What the task requires>
After counting the lines below that contain "baremetal", reply with that number alone.

Listed records>
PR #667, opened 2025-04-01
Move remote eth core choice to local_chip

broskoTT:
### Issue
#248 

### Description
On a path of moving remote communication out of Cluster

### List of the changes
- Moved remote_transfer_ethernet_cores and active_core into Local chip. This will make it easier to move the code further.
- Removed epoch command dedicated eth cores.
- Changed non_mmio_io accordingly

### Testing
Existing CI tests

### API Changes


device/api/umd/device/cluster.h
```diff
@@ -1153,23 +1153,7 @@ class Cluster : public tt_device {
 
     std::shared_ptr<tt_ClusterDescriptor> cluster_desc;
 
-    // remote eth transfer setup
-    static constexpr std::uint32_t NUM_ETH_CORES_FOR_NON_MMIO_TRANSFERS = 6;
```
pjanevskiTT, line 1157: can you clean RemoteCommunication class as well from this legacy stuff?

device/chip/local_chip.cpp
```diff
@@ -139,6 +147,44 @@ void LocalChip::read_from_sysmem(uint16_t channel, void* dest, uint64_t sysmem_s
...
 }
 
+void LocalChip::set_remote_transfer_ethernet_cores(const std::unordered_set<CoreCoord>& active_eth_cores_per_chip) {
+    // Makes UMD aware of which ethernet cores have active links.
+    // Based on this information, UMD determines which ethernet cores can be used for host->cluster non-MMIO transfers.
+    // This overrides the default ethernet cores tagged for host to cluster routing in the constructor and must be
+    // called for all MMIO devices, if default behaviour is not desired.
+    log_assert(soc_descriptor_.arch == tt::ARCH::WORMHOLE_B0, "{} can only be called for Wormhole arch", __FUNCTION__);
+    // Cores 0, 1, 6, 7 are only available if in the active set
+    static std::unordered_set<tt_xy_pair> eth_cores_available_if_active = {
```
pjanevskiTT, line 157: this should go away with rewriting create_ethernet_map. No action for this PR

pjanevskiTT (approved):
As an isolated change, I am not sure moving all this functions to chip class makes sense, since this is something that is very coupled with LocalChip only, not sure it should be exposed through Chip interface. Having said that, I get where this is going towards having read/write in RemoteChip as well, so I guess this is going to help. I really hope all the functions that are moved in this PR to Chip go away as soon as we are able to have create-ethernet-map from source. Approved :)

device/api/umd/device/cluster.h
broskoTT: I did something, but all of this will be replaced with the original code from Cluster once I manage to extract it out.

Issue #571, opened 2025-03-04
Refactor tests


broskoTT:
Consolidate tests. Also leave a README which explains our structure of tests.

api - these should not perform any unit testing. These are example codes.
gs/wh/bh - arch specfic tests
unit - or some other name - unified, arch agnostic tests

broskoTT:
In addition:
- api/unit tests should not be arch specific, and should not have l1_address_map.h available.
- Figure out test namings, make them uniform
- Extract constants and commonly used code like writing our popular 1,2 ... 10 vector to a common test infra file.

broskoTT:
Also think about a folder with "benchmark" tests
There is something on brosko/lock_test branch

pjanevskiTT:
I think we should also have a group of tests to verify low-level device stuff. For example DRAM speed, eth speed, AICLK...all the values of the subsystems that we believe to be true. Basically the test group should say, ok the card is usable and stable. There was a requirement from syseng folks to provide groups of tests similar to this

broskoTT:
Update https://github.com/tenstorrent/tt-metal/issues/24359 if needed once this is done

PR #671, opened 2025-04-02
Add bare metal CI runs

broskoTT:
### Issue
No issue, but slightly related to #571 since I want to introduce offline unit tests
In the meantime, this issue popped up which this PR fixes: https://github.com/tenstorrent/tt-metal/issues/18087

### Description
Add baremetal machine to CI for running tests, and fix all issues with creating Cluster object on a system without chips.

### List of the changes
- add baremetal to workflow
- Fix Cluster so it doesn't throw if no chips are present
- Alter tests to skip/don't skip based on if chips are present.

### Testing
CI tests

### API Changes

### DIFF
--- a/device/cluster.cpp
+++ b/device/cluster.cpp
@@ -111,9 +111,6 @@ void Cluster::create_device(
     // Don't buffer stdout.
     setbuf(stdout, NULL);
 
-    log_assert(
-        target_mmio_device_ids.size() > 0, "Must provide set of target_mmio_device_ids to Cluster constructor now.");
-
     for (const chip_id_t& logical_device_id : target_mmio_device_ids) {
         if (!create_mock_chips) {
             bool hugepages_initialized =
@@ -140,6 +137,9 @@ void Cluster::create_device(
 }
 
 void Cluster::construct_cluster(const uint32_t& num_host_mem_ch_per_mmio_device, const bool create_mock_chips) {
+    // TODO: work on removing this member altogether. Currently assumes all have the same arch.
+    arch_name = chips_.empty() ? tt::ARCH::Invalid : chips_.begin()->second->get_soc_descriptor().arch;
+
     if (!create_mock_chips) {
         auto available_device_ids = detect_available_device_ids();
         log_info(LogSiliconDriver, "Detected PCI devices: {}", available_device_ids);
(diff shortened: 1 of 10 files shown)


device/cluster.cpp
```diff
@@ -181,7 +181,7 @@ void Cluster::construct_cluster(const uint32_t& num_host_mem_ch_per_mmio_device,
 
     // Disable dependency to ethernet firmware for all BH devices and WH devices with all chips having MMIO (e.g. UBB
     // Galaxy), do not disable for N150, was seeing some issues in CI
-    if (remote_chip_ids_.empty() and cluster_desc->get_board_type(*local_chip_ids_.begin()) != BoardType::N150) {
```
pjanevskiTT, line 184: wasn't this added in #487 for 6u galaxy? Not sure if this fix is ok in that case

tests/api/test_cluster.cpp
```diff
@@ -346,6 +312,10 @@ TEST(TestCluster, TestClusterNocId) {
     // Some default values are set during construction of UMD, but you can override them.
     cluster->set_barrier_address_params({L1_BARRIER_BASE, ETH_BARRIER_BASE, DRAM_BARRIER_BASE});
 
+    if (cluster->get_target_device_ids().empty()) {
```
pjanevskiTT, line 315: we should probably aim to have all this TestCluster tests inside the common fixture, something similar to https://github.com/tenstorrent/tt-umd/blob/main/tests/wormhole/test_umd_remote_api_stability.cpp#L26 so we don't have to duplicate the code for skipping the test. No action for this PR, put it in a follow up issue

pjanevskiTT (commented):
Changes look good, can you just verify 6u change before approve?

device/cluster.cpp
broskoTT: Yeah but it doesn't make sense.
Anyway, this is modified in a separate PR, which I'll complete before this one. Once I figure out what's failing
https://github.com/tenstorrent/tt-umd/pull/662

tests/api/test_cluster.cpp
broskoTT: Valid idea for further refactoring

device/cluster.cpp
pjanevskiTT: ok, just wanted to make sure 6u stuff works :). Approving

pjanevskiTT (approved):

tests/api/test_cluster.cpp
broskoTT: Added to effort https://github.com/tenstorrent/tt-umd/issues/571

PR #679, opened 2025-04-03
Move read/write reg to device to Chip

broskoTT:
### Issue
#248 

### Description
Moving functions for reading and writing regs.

Answer space>
2